Os seus olhares se cruzaram. E essa cicatriz na testa? Um tio é que me bateu. Depois de eu lhe atender não queria mi pagar. Eu lhe segui até no carro. E te deu o dinheiro? Não, mas também lhe deixei estrago! Que estrago? Quando ele tentou fugir, eu queria abrir a porta. Ele começou a ofender a minha mãe, eu entrei na janela e lhe segurei no pescoço e começamos a lutar. Na atrapalhação o carro acelerou e foi bater numa pedra. Aonde é que foi isso? Na Ilha…O carro partiu o vidro e começou a sair água quente. Que tipo de carro era? Era preto, desse tipo dos boss. E ele? Heheheheh! Deixou o carro na estrada, só tirou a pasta dele e a chapa de matrícula, depois se meteu na floresta da Ilha. Bem feito! Ele pensa que nós não sofremos! Nosso serviço é chofrimento! Depois há com cada cliente!... E ainda temos de pagar a casa de processo! Com essa doença que anda aí, tamos mal!... E descarregou todo desgosto que carregava num suspiro. É a vida!...

Já perto da Assembleia Nacional, Miquilina perguntou, enquanto se preparava para levantar-se. Gostei muito do tio, tens um sotaque tipo brasileiro. E o tio faz mesmo o quê? Sou desempregado. Hum, mata cassumuna? Afinal era só lata! Com essa roupa, eu já pensei m’bora …! Mas kunanga, não acredito ou és da investigação ou da Igreja Universal?!... Kunanga de primeira!

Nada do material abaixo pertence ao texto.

PR #46, opened 2016-06-06
Participants model spec

oreoluver:
Addresses #15

### DIFF
--- a/spec/models/distance_target_spec.rb
+++ b/spec/models/distance_target_spec.rb
@@ -1,5 +1,26 @@
 require 'rails_helper'
-
-RSpec.describe DistanceTarget, type: :model do
-  pending "add some examples to (or delete) #{__FILE__}"
+describe DistanceTarget do
+  describe 'interval_type' do
+    context 'when interval type is 0' do
+      it 'returns inches' do
+        target = create :distance_target, intervals: 0
+        expect(target.interval_type).to eql 'inches'
+      end
+    end
+    context 'when interval type is non-zero' do
+      it 'returns marks' do
+        target = create :distance_target, intervals: 1
+        expect(target.interval_type).to eql 'marks'
+      end
+    end
+  end
+  describe 'index' do
+    it 'returns index of distance target' do
+      maneuver = create :maneuver
+      target_1 = create :distance_target, maneuver: maneuver
+      target_2 = create :distance_target, maneuver: maneuver
+      expect(target_1.index).to eql 0
+      expect(target_2.index).to eql 1
+    end
+  end
 end
--- a/spec/models/distance_target_spec.rb
+++ b/spec/models/distance_target_spec.rb
@@ -15,7 +15,7 @@ describe DistanceTarget do
     end
   end
   describe 'index' do
-    it 'returns index of distance target' do
+    it 'returns index of distance target relative to itself' do
       maneuver = create :maneuver
       target_1 = create :distance_target, maneuver: maneuver
       target_2 = create :distance_target, maneuver: maneuver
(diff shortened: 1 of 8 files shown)


spec/models/participant_spec.rb
```diff
@@ -20,27 +20,126 @@
...
+      create :participant
+      p_2 = create :participant
+      expect(Participant.next_number).to eql p_2.number + 1
+    end
+  end
 end
+describe 'scoreboard order' do
+  context 'total score' do
+    it 'sorts participants by total score' do
+      per = create :onboard_judging, :perfect
```
dfaulken: It's a good way to set up the test - although, given that none of your lines of code come even *close* to 80 characters, I would recommend more longer, more descriptive variable names to make it easier to read.

spec/models/participant_spec.rb
```diff
@@ -20,27 +20,126 @@
...
+      expected = [p_1, p_2, p_3]
+      expect(Participant.scoreboard_order(:participant_number)).to eq expected
+    end
+  end
+end
+
+describe 'top_20' do 
+  context'doesnt include last person' do
+    it 'holds 20 people' do
+      21.times { create :participant }
```
dfaulken: Seems a little bit fragile - why in particular is it the last participant you create that should be excluded?

spec/models/participant_spec.rb
```diff
@@ -20,27 +20,126 @@
...
+    end
+    context 'displays name' do
+      it 'shows name' do
+        participant.update! name: 'Person'
+        expect(participant.display_information(:name)).to eql 'Person'
+      end
+    end
+    context 'displays three options' do
+      it 'splits up options' do
+        exp = participant.name.to_s + ' (' + participant.bus.number +
```
dfaulken: These two lines aren't that easy to read.

spec/models/participant_spec.rb
```diff
@@ -20,27 +20,126 @@
...
-    it 'should increase by onboard judging score' do
+    it 'increases by onboard judging score' do
       onboard_judging = create :onboard_judging
       expect { participant.update onboard_judging: onboard_judging }
         .to change { participant.total_score }
         .by(onboard_judging.score)
     end
   end
+  describe 'maneuver_score' do
+    it 'returns the maneuver score' do
```
dfaulken: This isn't really a test of much. I agree that if you just make a participant with no objects they should have a score of 0. Better to create some maneuver_participants and make sure that there score is counted.

spec/models/maneuver_spec.rb
```diff
@@ -0,0 +1,62 @@
...
+      maneuver = create :maneuver, name: 'Foo'
+      expect(maneuver.image_path).to eql 'maneuvers/Foo.png'
+    end
+  end
+  describe 'grouped_obstacles' do
+    context 'with the same point values and types' do
+      it 'returns a hash of obstacles' do
+        maneuver = create :maneuver
+        obstacle_1 = create :obstacle, maneuver: maneuver,
+                                       point_value: 4,
```
dfaulken: The specific point_value and obstacle_type don't matter - just that they have the same ones. This is to say

```ruby
obstacle_2 = create :obstacle, maneuver: maneuver,
                               point_value: obstacle_1.point_value,
                               obstacle_type: obstacle_1.obstacle_type
```

works just as well and doesn't imply that the specific data matters.

spec/models/distance_target_spec.rb
```diff
@@ -1,5 +1,26 @@
...
+    end
+    context 'when interval attribute is non-zero' do
+      it 'returns marks' do
+        target = create :distance_target, intervals: 1
+        expect(target.interval_type).to eql 'marks'
+      end
+    end
+  end
+  describe 'index' do
+    it 'returns index of distance target' do
```
dfaulken: relative to what?

dfaulken:
Looks like this pull request was made on top of #45's changes. I moved my comments from #45 over to here.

No Cine 1º de Maio, desceu e num salto desapareceu na multidão de passageiros que desembarcava. Wandalika também desceu do autocarro e, ao caminhar em direcção à Mutamba, lembrou-se do cheiro exalado pelo corpo de Miquilina. Era do perfume barato comprado no mercado Roque Santeiro, adicionado ao cheiro de noites partilhadas na busca de prazeres carnais. Suspirou pensativo. É a vida!

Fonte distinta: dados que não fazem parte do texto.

PR #48, opened 2016-06-07
Controller specs

AkivaGreen:
Addresses #15


db/schema.rb
```diff
@@ -142,4 +142,22 @@
 
   add_index "versions", ["item_type", "item_id"], name: "index_versions_on_item_type_and_item_id", using: :btree
 
+  create_table "views", force: :cascade do |t|
```
dfaulken: A views table? Where'd this come from?

dfaulken: Oh I know, you must've run `rails generate devise views` instead of `rails generate devise:views`. Please remove these changes.

db/seeds.rb
```diff
@@ -147,4 +147,8 @@
                             email: 'dave@example.com',
                             password: 'password',
                             admin: true
+  FactoryGirl.create :user, name: 'Juice Box',
```
dfaulken: Well okay, it'd be nicer if it were at least a *plausible* name for a person.

spec/controllers/admin/users_controller_spec.rb
```diff
@@ -0,0 +1,20 @@
...
+
+describe Admin::UsersController do
+  include Devise::TestHelpers
+  describe 'update' do
+    context 'bad PUT #UPDATE' do
+      it 'will not update name or email' do
+        request.env['HTTP_REFERER'] = admin_users_url
+        user = create :user, admin: true
+        sign_in user
+        attrs = FactoryGirl.attributes_for(:user, name: '')
```
dfaulken: It should be sufficient just to have

```ruby
attrs = { name: '' }
```

right?

spec/controllers/admin/users_controller_spec.rb
```diff
@@ -0,0 +1,20 @@
...
+        put :update, id: user, user: attrs
+        user.reload
+        expected = ["Name can't be blank"]
+        expect(response).to redirect_to(:admin_users)
```
dfaulken: Wait, this works? Shouldn't it be

```ruby
expect(response).to redirect_to admin_users_url
```

spec/controllers/faye_controller_spec.rb
```diff
@@ -0,0 +1,21 @@
+require 'rails_helper'
+
+describe FayeController do
+  include Devise::TestHelpers
```
dfaulken: It'd be better to include this at the config level, in either `spec_helper` or `rails_helper`.

spec/controllers/faye_controller_spec.rb
```diff
@@ -0,0 +1,21 @@
...
+  before :each do
+    user = create :user, admin: true
```
dfaulken: See, this is why I wrote a helper method for doing this in one line. Wouldn't it be nicer to just write

```ruby
when_current_user_is :admin
```

Could we update that spec_helper method to use the devise test helper?

spec/features/roles_spec.rb
```diff
@@ -0,0 +1,34 @@
+require 'rails_helper'
+
+describe 'assigning roles' do
+  context 'with admin privilege' do
+    it 'assigns one role to user' do
+      admin = create :user, admin: true
+      login_as admin
```
dfaulken: What's the difference between `sign_in` and `login_as`?

spec/features/roles_spec.rb
```diff
@@ -0,0 +1,34 @@
+require 'rails_helper'
+
+describe 'assigning roles' do
```
dfaulken: Good name - can we apply it to the file as well?

spec/features/signup_page_spec.rb
```diff
@@ -0,0 +1,52 @@
...
+      visit new_user_registration_url
+      fill_in 'user_name', with: 'Foo Bar'
+      fill_in 'user_password', with: 'password'
+      fill_in 'user_password_confirmation', with: 'password'
+      expect do
+        within('.actions') do
+          click_on 'Sign up'
+        end
+      end
+        .to change { User.count }
```
dfaulken: Ouch - Rubocop was okay with this? An `end`, a new line, and then a `.`?

I would prefer

```ruby
expect do
  within('.actions'){ click_on 'Sign up' }
end.to change { User.count }.by 0
```

spec/features/signup_page_spec.rb
```diff
@@ -0,0 +1,52 @@
...
+    end
+  end
+  context 'after signup' do
+    it 'allows the user to only view scoreboard' do
+      user = create :user
+      create :participant
+      login_as user
+      visit root_path
+      within 'nav' do
+        expect(page).to have_text 'Scoreboard'
```
dfaulken: Does that do anything? When you say `within` some div, does `page` then only contain the contents of that div, or is `page` still the whole page?

spec/models/obstacle_spec.rb
```diff
@@ -1,5 +0,0 @@
-require 'rails_helper'
```
dfaulken: 👍

db/schema.rb
AkivaGreen: should I run rails destroy devise views? then rails generate devise:views?

dfaulken: Should be sufficient to remove these lines from the schema file.

spec/controllers/admin/users_controller_spec.rb
AkivaGreen: Yes during a binding.pry session and stackoverflow we found that passing :admin_users will automatically convert it to admin_users_url. However,  I will still change it so it reflects ruby idiomatically.

spec/controllers/faye_controller_spec.rb
AkivaGreen: Apologies, there were times in tests where we needed to have a variable for a user that is admin.

spec/features/roles_spec.rb
AkivaGreen: Apologies, these can be changed in to when_current_user_is :admin instead.

spec/features/signup_page_spec.rb
AkivaGreen: It seems that rubocop changed it to this for us. It originally used curly braces.

spec/features/roles_spec.rb
dfaulken: Sure, that works too.

spec/controllers/admin/users_controller_spec.rb
dfaulken: Weird, it must be because you're in that controller spec, it matches symbols to controller actions (the controller does this too).

spec/features/signup_page_spec.rb
AkivaGreen: That is true, this test would then give something like a false positive. I will revise the test, what we are essentially doing is testing that certain links don't appear if you are a person that doesn't have the correct privilege.

spec/controllers/faye_controller_spec.rb
AkivaGreen: It seems that when I use the when_current_user_is :admin method the test fails. However, when I leave it as is the test passes?

spec/features/roles_spec.rb
AkivaGreen: Also when I use sign_in I get a undefined method error in comparision to using login_as.

spec/controllers/faye_controller_spec.rb
dfaulken: Right, because [the spec helper method](https://github.com/umts/umasstransit.rodeo/commit/aed0c165cf92b57b8ed74c4948a12348fe09aaab#diff-93830fa29d616f7c87903d08b5b1b29aR36) uses `login_as`. Hence my question:

> What's the difference between `sign_in` and `login_as`?

spec/features/signup_page_spec.rb
dfaulken: Sure - it'd be nice to find a way to make assertions about the content within a particular element.

spec/controllers/faye_controller_spec.rb
AkivaGreen: sign_in is used by devise::test_helper and login_as is used by spec helper.

spec/features/roles_spec.rb
AkivaGreen: sign_in is used by devise and can't be used in feature tests. However, login_as is used by warden which can be used in feature tests.

spec/features/signup_page_spec.rb
dfaulken: Yet another demonstration that style guides are just guides.

spec/features/roles_spec.rb
dfaulken: Sounds like if we leave the spec_helper method as is and use it everywhere we should be fine.

coverage/.last_run.json
```diff
@@ -1,5 +1,5 @@
 {
   "result": {
-    "covered_percent": 97.54
+    "covered_percent": 8.71
```
dfaulken: Whoops

db/schema.rb
```diff
@@ -142,4 +142,7 @@
 
   add_index "versions", ["item_type", "item_id"], name: "index_versions_on_item_type_and_item_id", using: :btree
 
+  add_index "views", ["email"], name: "index_views_on_email", unique: true, using: :btree
```
dfaulken: Whoops

spec/features/user_delete_spec.rb
```diff
@@ -0,0 +1,33 @@
...
+      admin = create :user, name: 'Bob', admin: true
+      login_as admin
+      visit admin_users_url
+      click_on 'Remove', match: :first
+      expect(page).to have_text 'User has been removed.'
+    end
+  end
+  context 'with master of ceremonies privilege' do
+    it 'will not delete a user' do
+      create :user, name: 'Adam'
```
dfaulken: Is the name `Adam` relevant?

spec/features/signup_page_spec.rb
```diff
@@ -0,0 +1,44 @@
...
+  end
+  context 'a valid user' do
+    it 'creates the user' do
+      visit new_user_registration_url
+      fill_in 'user_name', with: 'Foo Bar'
+      fill_in 'user_email', with: 'foo@valid.com'
+      fill_in 'user_password', with: 'password'
+      fill_in 'user_password_confirmation', with: 'password'
+      expect do
+        within('.actions'){ click_on 'Sign up' }
```
dfaulken: CodeClimate doesn't like the spacing around the curly braces here.

spec/features/signup_page_spec.rb
```diff
@@ -0,0 +1,44 @@
...
+    end
+  end
+  context 'after signup' do
+    it 'allows the user to only view scoreboard' do
+      user = create :user
+      create :participant
+      login_as user
+      visit root_path
+      expect do
+        within('nav').to have_text 'Scoreboard'
```
dfaulken: Uh... what?

dfaulken: This isn't an `expect`ation and is probably not doing what you think it does.

dfaulken: Sorry, missed the `expect do`. Let's see if we can find a better way to do this.

spec/features/user_delete_spec.rb
AkivaGreen: We had a issue with selecting the correct person to remove. If we removed the admin, the page would redirect to the log in page. Since the roles page is sorted by name we decided to give names to the users we create in case there is a change in the factory with the defaults.

spec/features/signup_page_spec.rb
dfaulken: So it looks like from inside a `within` call, you can do `current_scope` to get the element you're within, and then make assertions about it.

```ruby
page.has_text? 'designed and hosted by' # => true
within 'nav' do
  current_scope.has_text? 'designed and hosted by' # => false
end
```

I think that reads nicely - let's use this to do these tests.

spec/features/user_delete_spec.rb
dfaulken: Right, the user needs to be present, sure. But their name shouldn't matter for your test. If it does, then you need a more specific way of running the test.

spec/features/signup_page_spec.rb
AkivaGreen: I was able to use

expect(page).to have_selector('nav', text: 'Scoreboard')
and
expect(page).not_to have_selector('nav', text: 'Maneuver')

They work perfectly, however, would your method be preferred?

spec/controllers/faye_controller_spec.rb
AkivaGreen: I tried adding it to the spec_helper and I get and uninitialized constant error. When I add it outside config just as is only one test fails. However, if I add it using config like such:

config.include Devise::TestHelpers

I get almost all tests failing.

spec/features/signup_page_spec.rb
dfaulken: I think so - cuts down on the repetition.

spec/controllers/faye_controller_spec.rb
dfaulken: Let's move this to Slack and look into what the test failure tells us.

mboneil10: Got help from Brian and Matt. Arta and I have it working.

spec/controllers/faye_controller_spec.rb
werebus: >  Could we update that spec_helper method to use the devise test helper?

From the Devise readme:

>  These helpers are not going to work for integration tests driven by Capybara or Webrat. They are meant to be used with functional tests only. Instead, fill in the form or explicitly set the user in session;

dfaulken: Ah, I see.

werebus: Devise `master` has `Devise::Test::IntegrationHelpers`, but don't know when there will be a gem release.

app/views/maneuver_participants/show.haml
```diff
@@ -14,7 +14,7 @@
         = number_field_tag "obstacle_#{obstacles.first.id}", 
                             @record.obstacles_hit[point_value] || 0,
                             min: 0, max: obstacles.count
-        %button.btn.btn-primary.increment{type: :button,
+        %button.btn.btn-primary.increment{type: :button, disabled: true,
```
dfaulken: Why disabled by default?

coverage/.last_run.json
```diff
@@ -1,5 +1,5 @@
 {
   "result": {
-    "covered_percent": 97.54
+    "covered_percent": 7.37
```
dfaulken: Whoops

spec/controllers/admin/users_controller_spec.rb
```diff
@@ -0,0 +1,20 @@
+require 'rails_helper'
+require 'spec_helper'
```
dfaulken: Shouldn't need to require both, right?

spec/controllers/admin/users_controller_spec.rb
```diff
@@ -0,0 +1,20 @@
...
+
+describe Admin::UsersController, type: :controller do
```
dfaulken: We infer spec type from file location - shouldn't need to tag this with spec type

spec/features/signup_page_spec.rb
```diff
@@ -0,0 +1,44 @@
...
+    end
+  end
+  context 'after signup' do
+    it 'allows the user to only view scoreboard' do
+      user = create :user
+      create :participant
+      login_as user
+      visit root_path
+      within 'nav' do
+        current_scope.has_text? 'Scoreboard'
```
dfaulken: These aren't expectations - should be

```ruby
expect(current_scope).to have_text 'Scoreboard'
```

etc.

spec/features/user_delete_spec.rb
```diff
@@ -0,0 +1,32 @@
+require 'rails_helper'
+
+describe 'deleting a user' do
+  context 'with admin privilege' do
+    it 'deletes user' do
+      create :user
+      admin = create :user, admin: true
+      login_as admin
+      visit admin_users_url
+      click_on 'Remove', match: :first
```
dfaulken: Cool, didn't know you could do that.

spec/spec_helper.rb
```diff
@@ -1,6 +1,7 @@
 require 'codeclimate-test-reporter'
 require 'factory_girl_rails'
 require 'simplecov'
+require 'rails_helper'
```
dfaulken: Changing the load order - interesting fix. So does this mean that all of our tests should

```ruby
require 'spec_helper'
```

at the top now?

spec/rails_helper.rb
```diff
@@ -1,13 +1,13 @@
...
 require 'factory_girl_rails'
-require 'spec_helper'
 require File.expand_path('../../config/environment', __FILE__)
 require 'rspec/rails'
 require 'capybara/rails'
 require 'rack_session_access/capybara'
 
 ActiveRecord::Migration.maintain_test_schema!
 RSpec.configure do |config|
+  config.include Devise::TestHelpers, type: :controller
```
dfaulken: Nice, didn't know you could limit inclusions like that. So does this mean we should do the opposite with the Warden test helpers?

```ruby
config.include Warden::Test::Helpers, type: :feature
```

db/schema.rb
dfaulken: Travis build won't pass until this indexing code is removed, since the schema doesn't define the `views` table

dfaulken:
Closing in favor of #53.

As tentativas de rever a Miquilina foram infrutíferas. Então desacelerou o passo e indolente prosseguiu a marcha sem pressa como se não quisesse chegar ao destino. Estava desempregado e até já chegou a pensar no suicídio, mas o drama de Miquilina impressionava-o. Afinal há gente que está pior do que eu! Quis ir saber do seu curriculum, mas desistiu. Se estivessem interessados o chamariam! Aliás, no dia do contacto a funcionária já o havia alertado. Há poucas hipóteses, pois o Gabinete de Comunicação está em reestruturação. São sempre assim!

Passou atrás do Cine Teatro Nacional e ao tentar atravessar a Rua de Portugal quase foi atropelado por um táxi. Correu, mas ainda foi a tempo de ouvir os palavrões do condutor. Não ligou. Querem me matar aqui! Nem pensar! Malandros!

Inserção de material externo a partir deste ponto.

Issue #17, opened 2016-04-04
User management interface


dfaulken:
Currently giving people logins is done via the Rails console. It'd be nice for people (besides us) to be able to manage logins for everyone.

PR #50, opened 2016-06-09
Dropdown Menu for Logout, Edit Account

AkivaGreen:
A dropdown menu from the name of current user that has the buttons for edit account and logout in a dropdown menu.
Addresses #17


app/views/layouts/_navbar.haml
```diff
@@ -25,6 +25,7 @@
       .dropdown
         %button.btn.navbar-btn.dropbtn
           = current_user.name
+          &blacktriangledown;
```
dfaulken: I wonder if there's a bootstrap-ier way to do this

dfaulken: Something more like [this](http://getbootstrap.com/components/#dropdowns-example)?

PR #53, opened 2016-06-13
Controller specs2

oreoluver:
Addresses #45


app/controllers/admin/users_controller.rb
```diff
@@ -0,0 +1,37 @@
...
+  end
+
+  private
+
+  def find_user
+    @user = User.find_by id: params.require(:id)
+  end
+
+  def user_params
+    params.require(:user).permit :name, :email, :admin,
```
dfaulken: Why `:name` and `:email`? Name isn't submitted in the form, just shown - and email isn't there at all.

app/views/devise/shared/_links.html.haml
```diff
@@ -0,0 +1,19 @@
+- if controller_name != 'sessions'
```
dfaulken: Did you edit this view? Does it need to be in `app/views/`?

coverage/.last_run.json
```diff
@@ -1,5 +1,5 @@
 {
   "result": {
-    "covered_percent": 97.54
+    "covered_percent": 95.41
```
dfaulken: Hmm, why's this?

spec/controllers/admin/users_controller_spec.rb
```diff
@@ -0,0 +1,19 @@
...
+      it 'will not update name or email' do
+        request.env['HTTP_REFERER'] = admin_users_url
+        user = create :user, admin: true
+        sign_in user
+        attrs = { name: '' }
+        put :update, id: user, user: attrs
+        user.reload
+        expected = ["Name can't be blank"]
+        expect(response).to redirect_to admin_users_url
+        expect(flash[:errors]).to match(expected)
```
dfaulken: why `match`?

spec/features/signup_page_spec.rb
```diff
@@ -0,0 +1,44 @@
...
+  end
+  context 'after signup' do
+    it 'allows the user to only view scoreboard' do
+      user = create :user
+      create :participant
+      login_as user
+      visit root_path
+      within 'nav' do
+        expect(current_scope).to have_text 'Scoreboard'
+        expect(current_scope).to_not have_text 'Maneuver'
```
dfaulken: Prefer `not_to` to `to_not`

spec/rails_helper.rb
```diff
@@ -1,13 +1,13 @@
...
 require 'rspec/rails'
 require 'capybara/rails'
 require 'rack_session_access/capybara'
 
 ActiveRecord::Migration.maintain_test_schema!
 RSpec.configure do |config|
+  config.include Devise::TestHelpers, type: :controller
   config.infer_spec_type_from_file_location!
   config.use_transactional_fixtures = true
   config.include Warden::Test::Helpers
```
dfaulken: Same question here: can we include these for only feature tests?

spec/features/user_delete_spec.rb
```diff
@@ -0,0 +1,32 @@
+require 'rails_helper'
```
dfaulken: Do the load order changes mean that all of our spec files should require `spec_helper` now?

spec/features/signup_page_spec.rb
```diff
@@ -0,0 +1,44 @@
...
+        expect(current_scope).to_not have_text 'Circle Check'
+        expect(current_scope).to_not have_text 'Quiz'
+        expect(current_scope).to_not have_text 'Participants'
+        expect(current_scope).to_not have_text 'Buses'
+        expect(current_scope).to_not have_text  'Roles'
```
dfaulken: Too many spaces here

app/controllers/admin/users_controller.rb
oreoluver: if we take out name and email from the user params then we have to delete one of our tests that tests for coverage of the else part of the update method because we don't know how else to make a faulty update

spec/rails_helper.rb
oreoluver: do you want us to remove it from the rails_helper file and put it in only the feature tests that use it?

coverage/.last_run.json
oreoluver: Some of our test files are spread out across different branches so I think when we merge that should solve the coverage problems

app/controllers/admin/users_controller.rb
dfaulken: App logic should never change to accommodate your tests. Try submitting data other than `true` or `false`, which shouldn't be valid for a boolean column.

coverage/.last_run.json
dfaulken: The only way coverage can go down is if you're adding code but not testing it.

spec/rails_helper.rb
dfaulken: https://github.com/umts/umasstransit.rodeo/pull/48#discussion_r66708307

app/views/maneuver_participants/show.haml
```diff
@@ -26,7 +26,7 @@
         = number_field_tag "target_#{target.id}",
           @record.distances_achieved[[target.minimum, target.multiplier]],
           min: 0
-        %button.btn.btn-primary.increment{type: :button,
+        %button.btn.btn-primary.increment{type: :button, disabled: true,
```
dfaulken: Why disabled by default?

app/controllers/admin/users_controller.rb
```diff
@@ -0,0 +1,34 @@
...
+  end
+
+  private
+
+  def find_user
+    @user = User.find_by id: params.require(:id)
+  end
+
+  def user_params
+    params.require(:user).permit :admin,
```
dfaulken: Weird arrangement of these symbols

spec/controllers/faye_controller_spec.rb
```diff
@@ -0,0 +1,20 @@
+require 'rails_helper'
+
+describe FayeController do
+  before :each do
+    current_user = create :user, :admin
+    sign_in current_user
+  end
+  context 'post #test' do
+    it 'posts to faye test' do
+      expect(PrivatePub).to receive(:publish_to).with('/test', {})
```
dfaulken: Don't need the ending parentheses here (and in some other places too).

app/controllers/admin/users_controller.rb
oreoluver: which ones??

dfaulken:
Looks great - just my outstanding question about whether our tests should be changed to require `spec_helper` instead of `rails_helper`.

spec/features/user_delete_spec.rb
oreoluver: they all require rails helper and they all pass

PR #55, opened 2016-12-01
Optimize scoreboard by fetching objects in advance

### LINKED ISSUE #18: Optimize scoreboard
It'd be pretty easy to serve up the scoreboard as one object instead of one call per maneuver per participant.

dfaulken:
Closes #18.

Also add `.ruby-version` file.


app/controllers/participants_controller.rb
```diff
@@ -67,9 +53,6 @@ def update
     end
   end
 
-  def welcome
```
dfaulken: In Rails 4+, don't need empty controller action. Declaring the route in `config/routes.rb` is sufficient.

PR #1008, opened 2021-01-14
Update howto-deploy-modules-portal.md

jehona-m:
Replaced ":latest" with current version number.


koepalex (commented):
I don't like the idea... latest is referencing release, which is currently 2.7.206 why setting it explicitly?

barnstee (approved):

PR #1015, opened 2021-01-18
Add file system watcher for file delete operations.

barnstee:


koepalex (dismissed):

koepalex (approved):

components/opc-ua/src/Microsoft.Azure.IIoT.OpcUa.Edge.Publisher/src/Engine/LegacyJobOrchestrator.cs
```diff
@@ -128,7 +129,21 @@ public class LegacyJobOrchestrator : IJobOrchestrator {
         }
 
         private void _fileSystemWatcher_Changed(object sender, FileSystemEventArgs e) {
-            RefreshJobFromFile();
+            if (e.ChangeType == WatcherChangeTypes.Deleted) {
+                _logger.Information("Published nodes file deleted, cancelling all publishing jobs");
+
+                _lock.Wait();
```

Incrivelmente mais animado, acelerou o passo e entrou num bar para urinar. Naquela hora, trabalhadores e vagabundos confundiam-se no cenário. Pediu um cigarro e um fino, enquanto bebia reflectia sobre a sua vida. Pediu mais outro e os restantes ficaram por conta de um amigo de ocasião. Ao sabor do diálogo e da cerveja, não viu o tempo passar.

Às 15 horas, agradeceu a gentileza do amigo e encaminhou-se até a Marginal de Luanda. No calçadão, não acreditou nos seus olhos. Como a Marginal está bonita! E ao sabor da tarde, deixou os seus pensamentos a flutuar nas águas da Baía.